By Damian Robin

Quick, pick a good book of poems and let your soul soar. Or clip in your ear buds and listen to words by the score. Or rack up some speakers and loudly let rhetoric roar — it’s April, it’s Poetry Month, let poems take the floor.

The first National Poetry Month was in April 1996. National Poetry Month is a U.S.-specific event and not celebrated in the rest of the world. However, nobody will hold that against them as it is called the National Poetry Month so there’s no attempt at hegemony like there may have been with the World Series in baseball.

We, in this snippet of the UK, can do the English thing and be deferential while holding to an inner knowledge of superiority.

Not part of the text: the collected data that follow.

PR #91, opened 2016-11-07
remove old prop from db update

annyhe:
This change aims to improve performance by reducing data sent from scoket.io.
Originally updated objects would be sent with {
key: { old: oldObj, new: newObj }
}
This change takes out the old object, so the updated object is sent with {
key: { new: newObj }
}

PR #113, opened 2016-11-23
send ADD+DELETE realtime events when subject tags change (instead of UPDATE event)

harshkothari410:
Without this fix, perspectives which filter on subject tags will not get the right realtime events.


db/model/subject.js
```diff
@@ -342,6 +342,12 @@ module.exports = function subject(seq, dataTypes) {
           );
         }
 
+        // Send event for updation of tags, first delete and then add
```
iamigo: With this block of code as it is here, if tags changed, we will basically send a delete and an add, then if the record is published, we'll send an update, and if it's not published, another delete. 

This is wrong.

Your new code has to be inside of the "isPublished" logic below. Follow all the existing isPublished logic, but if tags were changed, send out a "delete" event followed by an "add" event INSTEAD OF the normal "update" event. If tags were not changed, just send out the normal "update" event as it does now.

harshkothari410: Yeah I got the issue.

db/model/subject.js
```diff
@@ -344,8 +344,14 @@ module.exports = function subject(seq, dataTypes) {
 
         if (inst.getDataValue('isPublished')) {
           if (inst.previous('isPublished')) {
-            common.publishChange(inst, eventName.upd, changedKeys,
+            // Send event for updation of tags, first delete and then add
```
iamigo: Yes! Better!

One small thing in this comment line: "updation" is not a word. I think the comment should be:
```
/*
 * If tags were updated, send a "delete" event followed by an "add" event
 * so that perspectives using subject tag filters will get the right realtime
 * events. If subject tags were not updated, just send the usual "update"
 * event.
 */
```

harshkothari410:
@iamigo I don't think so we can test this thing. In tests/db/helper/common.js there is test related to publishChange function. But we have not modified that function just used that thing to generate the event in Subjects. Is there any tests we have written for events ?

iamigo:
We'll need to come up with a way to mock the socket.io stuff so we can test this properly. We'll create a new user story for that.

db/model/subject.js
```diff
@@ -344,8 +344,19 @@ module.exports = function subject(seq, dataTypes) {
...
           if (inst.previous('isPublished')) {
-            common.publishChange(inst, eventName.upd, changedKeys,
+            /*
+             * If tags were updated, send a "delete" event followed by an "add"
+             * event so that perspectives using subject tag filters will get
+             * the right realtime events. If subject tags were not updated,
+             * just send the usual "update" event.
+             */
+            if (inst.changed('tags')) {
+              common.publishChange(inst, eventName.del);
```
iamigo: Please add a TODO comment here describing the difficulties in writing unit tests for this right now.

shriramshankar:
Ok to merge, once Ian's  requested are done.

harshkothari410:
@shriramshankar as per our talk I made changes just review them.

db/model/subject.js
```diff
@@ -344,8 +344,24 @@ module.exports = function subject(seq, dataTypes) {
...
+            if (inst.changed('tags')) {
+              common.publishChange(inst, eventName.del, ['tags'],
+                ignoreAttributes);
+              common.publishChange(inst, eventName.add, ['tags'],
+                ignoreAttributes);
+            } else {
+              common.publishChange(inst, eventName.upd, changedKeys,
               ignoreAttributes);
+            }
           } else {
```
shriramshankar: I dont think we need these changes.

realtime/utils.js
```diff
@@ -12,6 +12,11 @@
 
 'use strict'; // eslint-disable-line strict
 const constants = require('./constants');
+const eventName = {
+  add: 'refocus.internal.realtime.subject.add',
+  upd: 'refocus.internal.realtime.subject.update',
+  del: 'refocus.internal.realtime.subject.remove',
+};
```
shriramshankar: We have to similar changes for aspects too. So, may be make it generic ?

db/model/subject.js
harshkothari410: Why ? So we don't need to send delete and add events ?

shriramshankar: The changes you did in the utils will take care of everything.  Can you test without these changes to make sure?

realtime/utils.js
```diff
@@ -47,8 +52,12 @@ function getNewObjAsString(key, obj) {
...
-function parseObject(messgObj) {
-  if (messgObj.new) {
+function parseObject(messgObj, key) {
+  if (key === eventName.del && messgObj.new) {
+    return messgObj.old;
+  }
+
+  if (key === eventName.add && messgObj.new) {
     return messgObj.new;
   }
```
shriramshankar: You might want to add some comments here to say why we ended by doing like this. Also, you can combine these "if" conditions to use else if's and else.

db/model/subject.js
harshkothari410: We need to send add and delete event @shriramshankar otherwise it will send update event.

shriramshankar: What I was asking is do you need specifically add ['tags'] in the place of changedKeys? changedKeys by itself will include tags and you may not need to specifically add "tags".

iamigo:
Approved but waiting to merge until I have fixed a MultiTable lens bug: 

```
Uncaught TypeError: Cannot read property 'toLowerCase' of undefined
    at Function.isUnderRootSubject (<anonymous>:19206:33)
    at onSubjectRemove (<anonymous>:18852:21)
    at Function.handle (<anonymous>:18878:8)
    at evt.detail.forEach (<anonymous>:188:56)
    at Array.forEach (native)
    at HTMLDivElement.onRealtimeChange (<anonymous>:188:17)
    at createAndDispatchLensEvent (http://localhost:3000/static/perspective/app.js:21829:540)
    at http://localhost:3000/static/perspective/app.js:21829:636
isUnderRootSubject @ no-conflict.js:13
onSubjectRemove @ no-conflict.js:13
handle @ no-conflict.js:13
evt.detail.forEach @ no-conflict.js:13
onRealtimeChange @ no-conflict.js:13
createAndDispatchLensEvent @ eventsQueue.js:56
(anonymous) @ eventsQueue.js:68
```

iamigo:
My previous comment about a lens bug was incorrect--it was a bug in the realtime event layer where we were wrapping adds and removes inside a "new" property, but only updates should be wrapped that way.

iamigo:
@harshkothari410  @annyhe  @shriramshankar can you please give this PR another look before we merge it? While testing the fix for this, Harsh ran into a bug we introduced back in https://github.com/salesforce/refocus/pull/91 where we wrapped the object in "new" for every event type. Lenses actually expect the realtime event to only be wrapped inside "new" if it's an "update" event (not an add or remove event), so we were seeing lens errors.

So... I added a fix to realtime/utils.js getNewObjAsString function to resolve this.

shriramshankar:
Sure, will look at it.

realtime/utils.js
```diff
@@ -47,8 +61,16 @@ function getNewObjAsString(key, obj) {
  * @param {Object}  messgObj - Message object received from the redis channel.
  * @returns {Object} - returns the parsed message object.
  */
-function parseObject(messgObj) {
+function parseObject(messgObj, key) {
+  // If event is subject delete then send the old subject so that namespace
+  // filter can send the delete event to perspectives
   if (messgObj.new) {
+    return key === eventName.del ? messgObj.old : messgObj.new;
+  }
```
annyhe: this is confusing. we only need the changes in getNewObjAsString.

realtime/utils.js
```diff
@@ -30,17 +30,26 @@ function isThisSubject(obj) {
...
   const wrappedObj = {};
-  wrappedObj[key] = { new: obj };
+  if (key.endsWith('update')) {
+    wrappedObj[key] = { new: obj };
+  } else {
+    wrappedObj[key] = obj;
+  }
+
   return JSON.stringify(wrappedObj);
 }
```
shriramshankar: Can we do something like, if the object has a new key then return the object with the new key, if not return the object itself?

shriramshankar: @iamigo @annyhe Just went through the realtime module code. Looks like we do not need to call getNewObjAsString. So we can remove the following line 

const newObjectAsString = rtUtils.getNewObjAsString(key, obj);

and at line 32 when we emit the object, we just need to emit "obj" that was created in line 18.

iamigo: @shriramshankar we have to transform the object to a string before emitting it, and if we do that as part of the parseObject implementation it breaks other uses of that function

iamigo: @annyhe @shriramshankar I'm inclined to leave the parseObject and getNewObjAsString functions as they are here now--automated tests and manual browser tests are passing with subject tag changes pushing out the right sequence of realtime events now so that a perspective filtered by subject tag will get the right updates

shriramshankar: Just looked the file history. Look like we converted the object to string just before emitting something like 
io.of(nsp).emit(key, JSON.stringify(mssgObj));
If you want to leave it the way it is now, no problem with me. Ok to merge.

The history of English poems of the United Kingdom is longer than that of the U.S. — even though the language went through many changes and few people get far in the Middle English of Chaucer without a lexicon or plain English translation. This is not even going as far as Old English where there are different characters, like one letter for the sound th.

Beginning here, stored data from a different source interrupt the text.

PR #114, opened 2016-11-28
add front end validation for tags

annyhe:
improved error message for invalid input

### DIFF
--- a/view/admin/components/pages/Detail.js
+++ b/view/admin/components/pages/Detail.js
@@ -20,18 +20,28 @@ import Form from '../common/Forms';
 import PageHeader from '../common/PageHeader';
 import Modal from '../common/Modal';
 import ButtonRowWhenRead from '../common/ButtonRowWhenRead';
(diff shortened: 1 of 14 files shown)


annyhe:
I tried creating a review app but ran into problems when connecting to redis. @meynet can you create a review app and share the url? I can push subjects and aspects data to it.
Here is what it should look like on invalid input:
screen shot 2016-11-27 at 7 47 33 pm

view/admin/components/pages/Detail.js
```diff
@@ -59,19 +69,59 @@ class Detail extends React.Component {
...
+  showError(error) {
+    const errorMessage = (error && typeof error === 'object') ?
+      JSON.stringify(error) : error;
+    this.setState({ error: errorMessage });
+  }
+  closeError() {
+    this.setState({ error: '' });
+  }
+  // obj contains invalid fields and their data
+  setIinvalidFieldObj(invalidFieldObj) {
```
iamigo: typo in function name?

Of course, this applies to prose as well as poetry, but let’s stick with the short line stuff. For Example, April was chosen to be the U.S. National Poetry Month by poets, booksellers, librarians, and teachers as “a month when poetry could be celebrated with the highest level of participation,” according to poets.org, the website of the Academy of American Poets who promote the Month. “April seemed the best time within the year to turn attention toward the art of poetry—in an ultimate effort to encourage poetry readership year-round.”

So their reasoning has elements of Spring, the season of renewal, and where growth starts. Many poems begin with April and Spring’s transformative qualities. Take Chaucer as an example.

Whan that aprill with his shoures soote
The droghte of march hath perced to the roote,
And bathed every veyne in swich licour
Of which vertu engendred is the flour;

So “bygynneth the Book of the tales of Caunterbury” by Geoffrey Chaucer. These lines can be translated as

When April with its sweet showers
has pierced the drought of March to its root
and bathed every vein in a liquor
whose virtue engendered is the flower

Chaucer goes on to give brief portraits of the pilgrims ready to set off to Canterbury from the Tabard Inn, near the Bell, in Southwark in today’s London. More than 500 years after Chaucer and after “the war to end all wars,” T.S. Eliot begins one of his major poems with a reversal of the ability of the natural positive nature of the month. The voice of “The Waste Land” starts the poem with

April is the cruellest month, breeding
Lilacs out of the dead land, mixing
Memory and desire, stirring
Dull roots with spring rain.

It is a direct reference to Chaucer’s poem. Indeed, 39% or 28% of the content of “The Waste Land,” depending how you measure it, is Eliot’s notes in which he references Chaucer. It’s as though he had little confidence in the poem standing on its own.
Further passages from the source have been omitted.